# [INSTRUCTIONS FOR THE TASK]
Among the lines listed below, count those that include the string "ImageFileReader", and state only the count.
+ + + + +
PR #444, opened 2026-07-25
Validate ImageFileReader frame indices

### LINKED ISSUE #439: ImageFileReader accepts invalid frame indices
## Problem

The frame bounds check uses `index > number_of_frames`. It therefore allows negative Python indexing and fails to reject `index == number_of_frames` before offset-table access.

## Expected behavior

Valid frame indices are exactly `0 <= index < NumberOfFrames`; other values should raise a clear `ValueError` before seeking or decoding.

## Proposed scope

Correct the predicate, document the exception contract, and add lower- and upper-bound regressions.

yinkev:
Closes #439.

## Summary

- reject negative frame indices and indices equal to `NumberOfFrames`
- validate before indexing the offset table or seeking into pixel data
- document the `ValueError` contract on raw and decoded frame access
+ + + + +
# [OUTPUT BELOW]
2